PR #3718, opened 2019-09-27
HeatmapLayer Demo: Conditionally add colorDomain controls

1chandu:
For #

#### Background
Custom color domain is needed due to an ANGLE [issue](https://bugs.chromium.org/p/angleproject/issues/detail?id=3941) for Windows and iOS platforms.

#### Change List
- HeatmapLayer Demo: Conditionally add colorDomain controls

### DIFF
--- a/website/src/components/demos/heatmap-demo.js
+++ b/website/src/components/demos/heatmap-demo.js
@@ -14,32 +14,11 @@ export default class HeatmapDemo extends Component {
   }
 
   static get parameters() {
-    const parameters = {
+    return {
       radius: {displayName: 'Radius', type: 'range', value: 5, step: 1, min: 1, max: 50},
       intensity: {displayName: 'Intensity', type: 'range', value: 1, step: 0.1, min: 0, max: 5},
       threshold: {displayName: 'Threshold', type: 'range', value: 0.03, step: 0.01, min: 0, max: 1}
     };
-    if (shouldEnableColorDomain()) {
-      Object.assign(parameters, {
-        minWeight: {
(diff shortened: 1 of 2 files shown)


website/src/components/demos/heatmap-demo.js
```diff
@@ -84,3 +94,11 @@ export default class HeatmapDemo extends Component {
     );
   }
 }
+
+// HELPER
+function shouldEnableColorDomain() {
+  const OS_NAMES_TO_DETECT = ['windows', 'ios'];
```
Pessimistress: I believe it's `Windows` and `iOS`

website/src/components/demos/heatmap-demo.js
```diff
@@ -84,3 +94,11 @@ export default class HeatmapDemo extends Component {
...
+  const browser = Bowser.getParser(window.navigator.userAgent);
```
Pessimistress: `import {Parser} from 'bowser'` to avoid bundling additional content

website/src/components/demos/heatmap-demo.js
```diff
@@ -84,3 +94,11 @@ export default class HeatmapDemo extends Component {
...
+  const currentOS = browser.getOSName(true);
+  return OS_NAMES_TO_DETECT.indexOf(currentOS) !== -1;
```
Pessimistress: [array.includes](https://developer.mozilla.org/en-US/docs/Web/JavaScript/Reference/Global_Objects/Array/includes)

....

Problem to solve
Every line that holds the word "https" should be copied from the records.

Output of the task
Custom color domain is needed due to an ANGLE [issue](https://bugs.chromium.org/p/angleproject/issues/detail?id=3941) for Windows and iOS platforms.
Pessimistress: [array.includes](https://developer.mozilla.org/en-US/docs/Web/JavaScript/Reference/Global_Objects/Array/includes)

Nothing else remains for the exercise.